(Beginning of Data supplied)

PR #2437, opened 2026-07-06
Build premises field based on OS Places results

irisfaraway:
https://eaflood.atlassian.net/browse/IWTF-5134

We need to build a premises field for each address we get back from OS Places, matching the logic followed by the addressbase facade. This will be used for filtering and for eventually saving the chosen address.

### DIFF
--- a/packages/gafl-webapp-service/src/services/address-lookup/address-lookup-service.js
+++ b/packages/gafl-webapp-service/src/services/address-lookup/address-lookup-service.js
@@ -37,6 +37,35 @@ const fetchPage = async url => {
   return response.json()
 }
 
+const buildPremises = result => {
+  if (shouldBeOrganisationOnly(result)) {
+    return result.ORGANISATION_NAME
+  }
+
+  const premisesFields = []
+  if (isPoBoxAddress(result)) {
+    premisesFields.push('PO BOX ' + result.PO_BOX_NUMBER)
+  } else {
+    premisesFields.push(result.PO_BOX_NUMBER)
+  }
+  premisesFields.push(result.SUB_BUILDING_NAME, result.BUILDING_NAME, result.BUILDING_NUMBER)
+
+  return premisesFields.filter(Boolean).join(', ')
+}
+
+const shouldBeOrganisationOnly = result => {
+  const fieldsToCheck = [
+    result.CLASSIFICATION_CODE,
+    result.PO_BOX_NUMBER,
+    result.SUB_BUILDING_NAME,
+    result.BUILDING_NAME,
+    result.BUILDING_NUMBER
+  ]
+  return fieldsToCheck.filter(Boolean).length === 0
+}
+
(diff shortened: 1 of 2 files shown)


irisfaraway:
Chose to just log this out for testing purposes as subsequent tickets will actually work it into the code.

packages/gafl-webapp-service/src/services/address-lookup/address-lookup-service.js
```diff
@@ -37,6 +37,35 @@ const fetchPage = async url => {
...
+
+const shouldBeOrganisationOnly = result => {
+  const fieldsToCheck = [
+    result.CLASSIFICATION_CODE,
+    result.PO_BOX_NUMBER,
+    result.SUB_BUILDING_NAME,
+    result.BUILDING_NAME,
+    result.BUILDING_NUMBER
+  ]
+  return fieldsToCheck.filter(Boolean).length === 0
```
jaucourt: I think this could be much clearer. I've worked out that it's trimming out empty fields (although it'll leave ones that only consist of spaces), but it should be clear from just reading it.

packages/gafl-webapp-service/src/services/address-lookup/address-lookup-service.js
```diff
@@ -37,6 +37,35 @@ const fetchPage = async url => {
...
+
+  const premisesFields = []
+  if (isPoBoxAddress(result)) {
+    premisesFields.push('PO BOX ' + result.PO_BOX_NUMBER)
+  } else {
+    premisesFields.push(result.PO_BOX_NUMBER)
+  }
+  premisesFields.push(result.SUB_BUILDING_NAME, result.BUILDING_NAME, result.BUILDING_NUMBER)
+
+  return premisesFields.filter(Boolean).join(', ')
```
jaucourt: There are more expressive ways of finding only fields that have values

jaucourt (changes requested):

packages/gafl-webapp-service/src/services/address-lookup/address-lookup-service.js
irisfaraway: I actually copied `filter(Boolean)` from elsewhere in our codebase, as we use it in a few places - it basically just checks if the value evaluates as true, which eliminates `undefined`s, `null`s and empty strings. I quite like it.

But you are right that it would not eliminate a string that only contains blank spaces. It also wouldn't handle an integer of 0 (which is occasionally used as a house name or number, although from what I've seen these are always returned as strings anyway). I've updated the filtering to be more explicit and cover more edge cases.

jaucourt: You're right - I see Gabor introduced one of the others, and Michael did the final one a few years ago. The more I think about it the more I dislike it, so I'm very glad you're changed it. Might go change the others now...

jaucourt (approved):

PR #2441, opened 2026-07-16
Recurring payments shouldn't be offered to minors (under 18) 

lailien3:
https://eaflood.atlassian.net/browse/IWTF-5168

Junior licences are currently not offers an rcp agreement, however their max age is 17. Only if the purchaser is 18 years old at the time of purchase should they be offered a recurring payment.

### DIFF
--- a/packages/business-rules-lib/src/util/ages.js
+++ b/packages/business-rules-lib/src/util/ages.js
@@ -2,6 +2,8 @@
 export const MINOR_MAX_AGE = 12
 /** The maximum age at which an angler is entitled to a junior concession */
 export const JUNIOR_MAX_AGE = 16
+/** The minimum age at which a recurring card payment can we offered */
+export const ADULT_MIN_AGE = 18
 /** The minimum age at which an angler becomes entitled to a senior concession */
 export const SENIOR_MIN_AGE = 66
 
@@ -18,6 +20,13 @@ export const isMinor = age => age <= MINOR_MAX_AGE
  * @returns {boolean} true if the given age should be classified as a junior
  */
 export const isJunior = age => age > MINOR_MAX_AGE && age <= JUNIOR_MAX_AGE
+
+/**
+ * Determine if the provided age is classified as an adult
+ * @param {number} age The age to be tested
+ * @returns {boolean} true if the given age should be classified as an adult
+ */
+export const isAdult = age => age >= ADULT_MIN_AGE
 
 /**
  * Determine if the provided age is classified as a senior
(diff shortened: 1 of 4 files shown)


packages/business-rules-lib/src/util/ages.js
```diff
@@ -2,6 +2,8 @@
 export const MINOR_MAX_AGE = 12
 /** The maximum age at which an angler is entitled to a junior concession */
 export const JUNIOR_MAX_AGE = 16
+/** The minimum age at which a recurring card payment can we offered */
```
irisfaraway:
```suggestion
/** The minimum age at which a recurring card payment can be offered */
```

Typo :)

irisfaraway (commented):
Implementation looks fine to me. My only question is around the naming - since we usually talk about the license 17 year old would be issued as an "adult licence", should we maybe call it `LEGAL_ADULT_MIN_AGE` or something instead, just to keep it distinct from the licence type? Happy to discuss though!

packages/gafl-webapp-service/src/processors/recurring-pay-helper.js
```diff
@@ -16,7 +16,7 @@ export const validForRecurringPayment = permission => {
   return (
     permission.licenceLength === '12M' &&
     permission.isLicenceForYou &&
-    licenseeAge > JUNIOR_MAX_AGE &&
+    licenseeAge >= ADULT_MIN_AGE &&
```
jaucourt: I don't like the naming convention you've used here. It is logical, but my worry is that this might end up getting used outside of this scope, and we could end up with some anglers being in a limbo of not being either juniors or adults. Please could you change the name to `RECURRING_PAYMENT_MIN_AGE` (or something like that)? Then there's less danger of confusion.

jaucourt (changes requested):

packages/business-rules-lib/src/util/ages.js
```diff
@@ -19,6 +21,13 @@ export const isMinor = age => age <= MINOR_MAX_AGE
  */
 export const isJunior = age => age > MINOR_MAX_AGE && age <= JUNIOR_MAX_AGE
 
+/**
+ * Determine if the provided age is classified as an adult
+ * @param {number} age The age to be tested
+ * @returns {boolean} true if the given age should be classified as an adult
+ */
+export const isAdult = age => age >= RECURRING_PAYMENT_MIN_AGE
```
irisfaraway: Sorry, naming again - I think this needs to be more explicit that it is checking the minimum payment recurring age, rather than "isAdult". The mentions of "classified as an adult" also sound like this could be about adult licences, which includes 17 year olds.

`isOldEnoughForRecurringPayment`, maybe?

lailien3: oh yes sorry i think i missed updating that one!

PR #2448, opened 2026-07-31
Save street fields from OS Places data

irisfaraway:
https://eaflood.atlassian.net/browse/IWTF-5137

Once the user selects an address, we should save the street field based on the DEPENDENT_THOROUGHFARE_NAME and the THOROUGHFARE_NAME.


packages/gafl-webapp-service/src/services/address-lookup/__tests__/address-lookup-service.spec.js
```diff
@@ -7,6 +7,31 @@ jest.mock('debug', () => jest.fn(() => jest.fn()))
...
 describe('address-lookup-service', () => {
+  const createMockAddress = ({
+    buildingName,
+    buildingNumber,
+    classificationCode,
+    dependentThoroughfareName,
+    organisationName,
+    poBoxNumber,
+    subBuildingName,
+    thoroughfareName
```
jaucourt, line 15: You can omit the fields that're never used

jaucourt (changes requested):

packages/gafl-webapp-service/src/services/address-lookup/__tests__/address-lookup-service.spec.js
irisfaraway: They're used for the premises field, so I figured I'd leave them as they'll just get rebased back in almost immediately

PR #2449, opened 2026-07-31
Save locality fields from OS Places

irisfaraway:
https://eaflood.atlassian.net/browse/IWTF-5138

Once the user selects an address, we should save the locality based on the DOUBLE_DEPENDENT_LOCALITY and DEPENDENT_LOCALITY.


packages/gafl-webapp-service/src/services/address-lookup/__tests__/address-lookup-service.spec.js
```diff
@@ -7,6 +7,35 @@ jest.mock('debug', () => jest.fn(() => jest.fn()))
...
+      CLASSIFICATION_CODE: classificationCode,
+      DEPENDENT_LOCALITY: dependentLocality,
+      DEPENDENT_THOROUGHFARE_NAME: dependentThoroughfareName,
+      DOUBLE_DEPENDENT_LOCALITY: doubleDependentLocality,
+      ORGANISATION_NAME: organisationName,
+      PO_BOX_NUMBER: poBoxNumber,
+      POST_TOWN: 'BRISTOL',
+      POSTCODE: 'BS1 1AA',
+      SUB_BUILDING_NAME: subBuildingName,
+      THOROUGHFARE_NAME: thoroughfareName
```
jaucourt, line 32: Most of these fields are never used so should be omitted, I think. You're not providing values so they'll be `undefined`, if the key doesn't exist it'll still be `undefined`

jaucourt (changes requested):

packages/gafl-webapp-service/src/services/address-lookup/__tests__/address-lookup-service.spec.js
irisfaraway: They're used for the premises and the street field, so I figured I'd leave them as they'll just get rebased back in almost immediately

PR #704, opened 2016-01-23
Remove duplicate link to RailsCast

stgeneral:
The change removes index [3] as well. Let me know if we need to reorder other indexes and I'll update the PR.


jaredbeck:
Thanks.

PR #717, opened 2016-02-22
Add a way to disable in all threads

jaredbeck:
Expands on @Hermanverschooten's suggestion in https://github.com/airblade/paper_trail/pull/695, adds a way to disable PT in all threads, hopefully fixes https://github.com/airblade/paper_trail/issues/635.

Initially, I was concerned about having both a thread-safe flag and thread-unsafe flag.  This PR mitigates that concern by giving these methods very explicit names, like `enabled_in_all_threads=` and `enabled_in_current_thread=`.

- Renames config methods to clarify which are thread-safe and which are not. Deprecates old methods whose names were unclear.
- Adds rails config option: `config.paper_trail.enabled`. See initializer in `paper_trail/frameworks/rails/engine.rb`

(End of Data supplied)

- **What the exercise asks**: A copy of each line above that holds the word "user" is the expected answer.

- **The answer**:
Once the user selects an address, we should save the street field based on the DEPENDENT_THOROUGHFARE_NAME and the THOROUGHFARE_NAME.
Once the user selects an address, we should save the locality based on the DOUBLE_DEPENDENT_LOCALITY and DEPENDENT_LOCALITY.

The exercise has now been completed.